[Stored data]
----

PR #1401, opened 2019-05-29
Rewritten pupcamera

rizalmart:
Added multiple camera support (more than two cameras) even remote camera


wdlkmpx:
I tested this and it works, however the width was a bit small. 

Now the default width is 710

if the screen width is >= 720, dialog width = 600
if the screen width is >= 640, dialog width = 500

screenshot
Screenshot

wdlkmpx:
Oops i meant "screen width <= ...". You get the idea.

I added a few more changes to make it more informative
Screenshot(1)

PR #1402, opened 2019-05-30
filemnt.desktop: Add mimetype assosciation

rizalmart:
Add xdg compliant file association


s243a:
As a side note based on the mime info in the .desktop files we could auto-populate the rox file associations defined in:
/root/.config/rox.sourceforge.net/OpenWith

PR #1408, opened 2019-05-30
Create wine-wrapper

rizalmart:
Add a wine-wrapper script for handling windows programs on wine

PR #1409, opened 2019-05-30
Create wine-handler.desktop

rizalmart:
xdg desktop file association for wine


peabee:
#1408 #1409 #1410 
Should be issued as a .pet for proper testing....
should then be put into ibiblio repo so that wine support is OPTIONAL - included in build if required or installed from ppm by user if required.

PR #2991, opened 2022-03-28
10alsa: Added pipewire support

rizalmart:


woof-code/rootfs-skeleton/etc/init.d/10alsa
```diff
@@ -141,7 +141,7 @@ case "$1" in
 	fi
 	
 	
-	if [ "$(which pulseaudio)" != "" ]; then
+	if [ "$(which pulseaudio)" != "" ] || [ "$(which pipewire-pulse)" != "" ]; then
```
dimkr, line 144: I'm not sure if this works. PulseAudio and PipeWire are started much later, in .xinitrc. This condition can be true only if there's an init script that starts them (and there isn't), and if that init script is guaranteed to run before 10alsa.

PR #2992, opened 2022-03-28
mscw: Added pipewire support

rizalmart:


woof-code/rootfs-skeleton/usr/sbin/mscw
```diff
@@ -333,7 +329,7 @@ if [ "$(grep -v pcspeaker /proc/asound/pcm)" = "" ] ; then
 fi
 
 if [ ! -f /etc/asound.conf ] ; then
-    if [ "$(which pulseaudio)" == "" ]; then
+    if [ "$(which pulseaudio)" == "" ] && [ "$(which pipewire-pulse)" == "" ]; then
```
dimkr, line 332: Why not just `if [ -n "$PULSE_SERVER" ]; then`? Covers both cases and more efficient than running two processes.

(Also useful in other cases, where you want to distinguish between PulseAudio/PipeWire or ALSA)

PR #2995, opened 2022-03-28
Always start pcmanfm after JWM

dimkr:


peabee:
Presumably this DOES NOT affect cases where JWM is not the window manager??

dimkr:
> Presumably this DOES NOT affect cases where JWM is not the window manager??

It affects any window manager, but only if you use the pcmanfm petbuild.

01micko (approved):

peabee:
I feel the petbuild should only build the vanilla component - any puppy specific configuration should be done "elsewhere"....

dimkr:
> I feel the petbuild should only build the vanilla component - any puppy specific configuration should be done "elsewhere"....

The `pcmanfm` petbuild is designed to be a replacement for the `rox-filer` petbuild, that emulates its behavior as much as possible, as long as the user experience is similar or better. For example, single-click action is enabled and the default window dimensions are similar to the small default size of ROX-Filer windows, but the sidebar with mounted devices is enabled and not hidden away, because that's a vital UI element users are familiar with from other OSs and pretty much any popular file manager.

If you want a second petbuild, which doesn't do any of these things and leaves the default settings, feel free to add one. No one would object that.

peabee:
Perhaps the petbuild should be renamed to pcmanfm4puppy ?

PR #3010, opened 2022-04-01
Add a minimal, dwl-based, kiosk Wayland compositor (fixes #3005)

dimkr:
tmp

This compositor allows more integration of Wayland-native elements into Puppy's traditional desktop. It supports layer-shell and the idle protocol, so swaylock can replace xlock (see #3007), gtkdialog's layer-shell support actually does something, and so on.

I want to experiment with the idea of running a fullscreen Xwayland in the background layer, run the ROX-Filer pinboard in it, but specify `XDG_SESSION_TYPE=wayland` and `GDK_BACKEND=wayland`, making all applications use their Wayland backend (unless they use GTK+ 2):

rox

PR #3014, opened 2022-04-02
Force children of JWM to use the X11 backend

dimkr:
More preparation for #3010. This will be useful soon, once dwl is patched to take more of JWM's responsibilities, like keyboard shortcuts. The applications started by .xinitrc, JWM and their children must use their X11 backend to integrate with JWM (for example, tray icons), while native Wayland applications started via the compositor should use the Wayland backend, or the compositor's "rootless" Xwayland as fallback.

### DIFF
--- a/woof-code/rootfs-petbuilds/cage/usr/bin/startxwayland
+++ b/woof-code/rootfs-petbuilds/cage/usr/bin/startxwayland
@@ -62,9 +62,6 @@ for F in $WAYLAND_DISPLAY $WAYLAND_DISPLAY.lock; do
 	mount --bind $XDG_RUNTIME_DIR/$F $SPOT_RUNTIME_DIR/$F
 done
 
-export GDK_BACKEND=x11
-unset SDL_VIDEODRIVER
-
 [ -e "$XDG_CONFIG_HOME/wmonitors/wmon_cmd" ] && . $XDG_CONFIG_HOME/wmonitors/wmon_cmd
 
 "$1"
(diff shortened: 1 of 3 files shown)


01micko:
I'm gathering that `XDG_SESSION_TYPE=wayland`? (set by wlroots)

dimkr:
> I'm gathering that `XDG_SESSION_TYPE=wayland`? (set by wlroots)

Yes, it should.

But .xinitrc always sets `XDG_SESSION_TYPE=x11`.

I want to make a second dwl petbuild, which doesn't run .xinitrc at all, so `XDG_SESSION_TYPE=wayland` and `GDK_BACKEND=wayland`. This PR is meant to decouple the compositor from .xinitrc, and allow dwl to be used in two mode, a "native Wayland" mode and a "fullscreen Xwayland" mode.

dimkr:
> I'm gathering that `XDG_SESSION_TYPE=wayland`? (set by wlroots)

Yes, it should.

But .xinitrc always sets `XDG_SESSION_TYPE=x11`.

I want to make a second dwl petbuild, which doesn't run .xinitrc at all, so `XDG_SESSION_TYPE=wayland` and `GDK_BACKEND=wayland`. This PR is meant to decouple the compositor from .xinitrc, and allow dwl to be used in two mode, a "native Wayland" mode and a "fullscreen Xwayland" mode.

01micko (approved):

PR #3022, opened 2022-04-03
Auto-enable swayidle and turn off all monitors

dimkr:
If ~/root/.config/swayidle/config is updated only when the compositor is started, it won't turn off a newly connected monitor.

Now, instead of building a swayidle configuration file in set_wl_monsleep, swayidle runs a script that turns off all monitors and a script that turns them back on and re-positions them.

In addition, the dwl session now runs swayidle, and the entire screensaver and screen locking mechanism is shared with labwc.


01micko:
Before we go too far the program [wlopm](https://sr.ht/~leon_plickat/wlopm/) should be considered in front of `wlr-randr` but it requires `zwlr-output-power-management-v1`

dimkr:
> Before we go too far the program [wlopm](https://sr.ht/~leon_plickat/wlopm/) should be considered in front of `wlr-randr` but it requires `zwlr-output-power-management-v1`

Should be easy to implement this protocol in dwl. But I think it's still a good idea to align labwc with dwl first, then do that.

EDIT: I'll try https://github.com/djpohly/dwl/compare/main...guidocella:output-power-management.patch

dimkr:
@01micko Done, the combination of swayidle, wlopm and swaylock works nicely on dwl.

01micko (approved):

PR #3025, opened 2022-04-04
Make the screensaver configuration menu entry work on Wayland

dimkr:
As a placeholder, `puplock` opens the swaylock configuration file in a text editor. In the future, it will become actually useful, or xlock_gui will be disabled in "pure Wayland" builds.


01micko:
All the old hard coded old school puppy code embedded into woof needs to go. I'll approve this but there is still plenty to be done.

01micko (approved):

PR #3033, opened 2022-04-06
When not building devx use existing petbuilds

peabee:
Building devx is slow and is not needed on every build.

### DIFF
--- a/woof-code/support/petbuilds.sh
+++ b/woof-code/support/petbuilds.sh
@@ -56,7 +56,10 @@ PKGS=
 # busybox must be first, so other petbuilds can use coreutils commands
 for NAME in $PETBUILDS; do
     HASH=`cat ../DISTRO_PKGS_SPECS-${DISTRO_BINARY_COMPAT}-${DISTRO_COMPAT_VERSION} ../DISTRO_COMPAT_REPOS ../DISTRO_COMPAT_REPOS-${DISTRO_BINARY_COMPAT}-${DISTRO_COMPAT_VERSION} ../DISTRO_PET_REPOS ../rootfs-petbuilds/${NAME}/petbuild 2>/dev/null | md5sum | awk '{print $1}'`
+    [ ! "$BUILD_DEVX" = "yes" ] && HASH="latest"
+    new_petbuild="no"
     if [ ! -d "../petbuild-output/${NAME}-${HASH}" ]; then
+        new_petbuild="yes"
         if [ $HAVE_ROOTFS -eq 0 ]; then
             echo "Preparing build environment"
             rm -rf petbuild-rootfs-complete
@@ -279,8 +282,7 @@ for NAME in $PETBUILDS; do
         find ../petbuild-output/${NAME}-${HASH} -name '.git*' -delete
     fi
 
-    rm -f ../petbuild-output/${NAME}-latest
-    ln -s ${NAME}-${HASH} ../petbuild-output/${NAME}-latest
+    [ "$new_petbuild" = "yes" ] && rm -f ../petbuild-output/${NAME}-latest && ln -s ${NAME}-${HASH} ../petbuild-output/${NAME}-latest
 
     PKGS="$PKGS $NAME"
 done


dimkr:
This is not a good solution, because if DISTRO_PKGS_SPECS has changed, and now devx can't be used to build a certain petbuild, you keep using the cached output from before the breakage, forever. Ensuring that devx is functional (so your build is reproducible) is one of the most important roles of petbuilds.sh.

(If you don't care about reproducibility, don't use petbuilds, just use .pet packages or something.)

The right solution is to avoid the extra overhead of building devx _when it's unused_, is to modify 3builddistro, so it doesn't build devx if `PETBUILDS` is non-empty, `BUILD_DEVX=no` and all petbuilds are built against the latest DISTRO_PKGS_SPECS.

dimkr (changes requested):
^

peabee:
Building the devx roughly doubles the build time and is not needed for many incremental builds.

/support/petbuilds.sh conflates 2 distinct functions:
1. performing petbuilds
2. copying petbuilds into the system build

Therefore if you want to do 2. but not do 1. (because you already have suitable petbuilds & you don't want to build devx) as things stand the logic must be put into /support/petbuilds.sh and cannot be put into 3builddistro.

So if the proposed changes are not acceptable, more extensive changes are needed so that functions 1. and 2. can be separated and called independently from 3builddistro.

> all petbuilds are built against the latest DISTRO_PKGS_SPECS

How can this be sensibly determined?? The hash-sum method seems too "sensitive" as it triggers if even the slightest change is made - it should really only be triggered if the devx components have changed.

dimkr:
> So if the proposed changes are not acceptable, more extensive changes are needed so that functions 1. and 2. can be separated and called independently from 3builddistro.

You can divide it into two scripts if you want. I don't see a good way to do this without much duplication of code. If you have an elegant solution - I'm all ears.

> How can this be sensibly determined?? The hash-sum method seems too "sensitive" as it triggers if even the slightest change is made - it should really only be triggered if the devx components have changed.

There are many corner cases, if you want to rebuild only if devx has changed. For example, if devx is unchanged, and `x-dev` is still included, but `x` is dropped from the main SFS, your previously built petbuild is broken (it will fail at runtime).

The are two main reasons why I haven't bothered handling these corner cases:
1. Using prebuilt petbuilds goes against the very essence of this feature. The idea behind petbuilds in woof-CE is to ensure every Puppy that replaces .pet packages with petbuilds, is reproducible by other woof-CE users, has all the latest fixes (for example, all the patches for the JWM menu generator) and has a functional devx that can be used to rebuild packages. If you wish to take the risk of a broken devx, don't want the extra fixes that go into petbuilds in the future, or don't care about reproducibility, just package your petbuild output as .pet packages and stick to these packages. petbuilds are not the right tool for your use case.
2. If the build takes too much time, you can use a faster disk, run woof-CE on a more powerful machine in the cloud, or just run woof-CE on GitHub Actions. If build times are the main issue, there's a variety of scalable solutions.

----

→ **Task details**: In the entries above, count each line holding the word "really" and give that count alone.

→ **Task answer**: 2